## TASK PROMPT
What you give back should match the entries below character for character.

=== RECORDED INFORMATION ===

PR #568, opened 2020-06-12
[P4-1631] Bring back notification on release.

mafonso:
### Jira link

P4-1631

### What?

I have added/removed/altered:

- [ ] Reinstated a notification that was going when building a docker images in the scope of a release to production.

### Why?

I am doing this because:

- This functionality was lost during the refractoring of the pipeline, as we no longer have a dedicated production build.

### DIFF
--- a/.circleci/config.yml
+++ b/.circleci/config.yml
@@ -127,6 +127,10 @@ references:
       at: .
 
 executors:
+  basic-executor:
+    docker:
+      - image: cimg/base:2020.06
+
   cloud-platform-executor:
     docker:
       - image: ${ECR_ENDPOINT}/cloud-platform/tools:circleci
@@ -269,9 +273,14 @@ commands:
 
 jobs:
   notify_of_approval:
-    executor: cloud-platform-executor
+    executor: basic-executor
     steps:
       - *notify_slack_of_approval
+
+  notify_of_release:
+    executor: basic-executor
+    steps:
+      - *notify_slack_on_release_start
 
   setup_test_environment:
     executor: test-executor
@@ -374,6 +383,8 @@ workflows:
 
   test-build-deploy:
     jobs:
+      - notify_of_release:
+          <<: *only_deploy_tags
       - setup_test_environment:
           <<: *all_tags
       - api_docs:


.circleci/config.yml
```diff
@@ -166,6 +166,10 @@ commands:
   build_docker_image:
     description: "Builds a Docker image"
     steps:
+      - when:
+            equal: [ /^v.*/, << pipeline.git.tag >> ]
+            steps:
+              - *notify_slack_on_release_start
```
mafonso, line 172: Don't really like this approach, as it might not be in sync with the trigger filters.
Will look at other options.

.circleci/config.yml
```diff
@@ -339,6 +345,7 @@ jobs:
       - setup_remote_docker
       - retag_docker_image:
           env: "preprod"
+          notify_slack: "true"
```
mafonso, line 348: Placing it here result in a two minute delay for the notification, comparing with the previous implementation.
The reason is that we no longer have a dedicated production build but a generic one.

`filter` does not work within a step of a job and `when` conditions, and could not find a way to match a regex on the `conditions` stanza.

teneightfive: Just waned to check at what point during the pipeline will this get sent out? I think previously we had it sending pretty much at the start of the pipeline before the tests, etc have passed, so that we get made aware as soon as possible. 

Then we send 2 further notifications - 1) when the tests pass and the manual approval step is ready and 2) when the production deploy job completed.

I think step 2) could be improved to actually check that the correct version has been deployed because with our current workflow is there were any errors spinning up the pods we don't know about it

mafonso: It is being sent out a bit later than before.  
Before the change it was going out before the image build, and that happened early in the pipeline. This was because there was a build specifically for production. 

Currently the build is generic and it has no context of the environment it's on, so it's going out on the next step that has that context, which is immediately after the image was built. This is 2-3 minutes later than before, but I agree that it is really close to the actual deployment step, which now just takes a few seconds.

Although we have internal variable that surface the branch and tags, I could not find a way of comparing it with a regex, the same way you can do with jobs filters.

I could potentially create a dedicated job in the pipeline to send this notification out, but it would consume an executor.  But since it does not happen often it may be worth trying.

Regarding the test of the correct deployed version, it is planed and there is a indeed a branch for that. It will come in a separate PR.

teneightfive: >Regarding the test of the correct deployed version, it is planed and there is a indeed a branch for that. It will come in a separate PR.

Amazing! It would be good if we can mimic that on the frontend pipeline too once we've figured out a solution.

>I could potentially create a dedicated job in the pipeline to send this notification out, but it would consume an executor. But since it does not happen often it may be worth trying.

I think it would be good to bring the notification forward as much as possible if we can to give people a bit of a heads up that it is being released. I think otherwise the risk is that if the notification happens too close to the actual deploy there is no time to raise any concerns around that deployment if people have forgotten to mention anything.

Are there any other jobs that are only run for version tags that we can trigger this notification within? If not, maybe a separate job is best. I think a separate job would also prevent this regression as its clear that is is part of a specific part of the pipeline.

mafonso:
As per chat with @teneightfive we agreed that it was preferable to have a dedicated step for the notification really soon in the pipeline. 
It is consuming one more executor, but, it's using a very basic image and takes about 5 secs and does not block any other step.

===

## OUTPUT OF THE EXERCISE
PR #568, opened 2020-06-12
[P4-1631] Bring back notification on release.

mafonso:
### Jira link

P4-1631

### What?

I have added/removed/altered:

- [ ] Reinstated a notification that was going when building a docker images in the scope of a release to production.

### Why?

I am doing this because:

- This functionality was lost during the refractoring of the pipeline, as we no longer have a dedicated production build.

### DIFF
--- a/.circleci/config.yml
+++ b/.circleci/config.yml
@@ -127,6 +127,10 @@ references:
       at: .
 
 executors:
+  basic-executor:
+    docker:
+      - image: cimg/base:2020.06
+
   cloud-platform-executor:
     docker:
       - image: ${ECR_ENDPOINT}/cloud-platform/tools:circleci
@@ -269,9 +273,14 @@ commands:
 
 jobs:
   notify_of_approval:
-    executor: cloud-platform-executor
+    executor: basic-executor
     steps:
       - *notify_slack_of_approval
+
+  notify_of_release:
+    executor: basic-executor
+    steps:
+      - *notify_slack_on_release_start
 
   setup_test_environment:
     executor: test-executor
@@ -374,6 +383,8 @@ workflows:
 
   test-build-deploy:
     jobs:
+      - notify_of_release:
+          <<: *only_deploy_tags
       - setup_test_environment:
           <<: *all_tags
       - api_docs:


.circleci/config.yml
```diff
@@ -166,6 +166,10 @@ commands:
   build_docker_image:
     description: "Builds a Docker image"
     steps:
+      - when:
+            equal: [ /^v.*/, << pipeline.git.tag >> ]
+            steps:
+              - *notify_slack_on_release_start
```
mafonso, line 172: Don't really like this approach, as it might not be in sync with the trigger filters.
Will look at other options.

.circleci/config.yml
```diff
@@ -339,6 +345,7 @@ jobs:
       - setup_remote_docker
       - retag_docker_image:
           env: "preprod"
+          notify_slack: "true"
```
mafonso, line 348: Placing it here result in a two minute delay for the notification, comparing with the previous implementation.
The reason is that we no longer have a dedicated production build but a generic one.

`filter` does not work within a step of a job and `when` conditions, and could not find a way to match a regex on the `conditions` stanza.

teneightfive: Just waned to check at what point during the pipeline will this get sent out? I think previously we had it sending pretty much at the start of the pipeline before the tests, etc have passed, so that we get made aware as soon as possible. 

Then we send 2 further notifications - 1) when the tests pass and the manual approval step is ready and 2) when the production deploy job completed.

I think step 2) could be improved to actually check that the correct version has been deployed because with our current workflow is there were any errors spinning up the pods we don't know about it

mafonso: It is being sent out a bit later than before.  
Before the change it was going out before the image build, and that happened early in the pipeline. This was because there was a build specifically for production. 

Currently the build is generic and it has no context of the environment it's on, so it's going out on the next step that has that context, which is immediately after the image was built. This is 2-3 minutes later than before, but I agree that it is really close to the actual deployment step, which now just takes a few seconds.

Although we have internal variable that surface the branch and tags, I could not find a way of comparing it with a regex, the same way you can do with jobs filters.

I could potentially create a dedicated job in the pipeline to send this notification out, but it would consume an executor.  But since it does not happen often it may be worth trying.

Regarding the test of the correct deployed version, it is planed and there is a indeed a branch for that. It will come in a separate PR.

teneightfive: >Regarding the test of the correct deployed version, it is planed and there is a indeed a branch for that. It will come in a separate PR.

Amazing! It would be good if we can mimic that on the frontend pipeline too once we've figured out a solution.

>I could potentially create a dedicated job in the pipeline to send this notification out, but it would consume an executor. But since it does not happen often it may be worth trying.

I think it would be good to bring the notification forward as much as possible if we can to give people a bit of a heads up that it is being released. I think otherwise the risk is that if the notification happens too close to the actual deploy there is no time to raise any concerns around that deployment if people have forgotten to mention anything.

Are there any other jobs that are only run for version tags that we can trigger this notification within? If not, maybe a separate job is best. I think a separate job would also prevent this regression as its clear that is is part of a specific part of the pipeline.

mafonso:
As per chat with @teneightfive we agreed that it was preferable to have a dedicated step for the notification really soon in the pipeline. 
It is consuming one more executor, but, it's using a very basic image and takes about 5 secs and does not block any other step.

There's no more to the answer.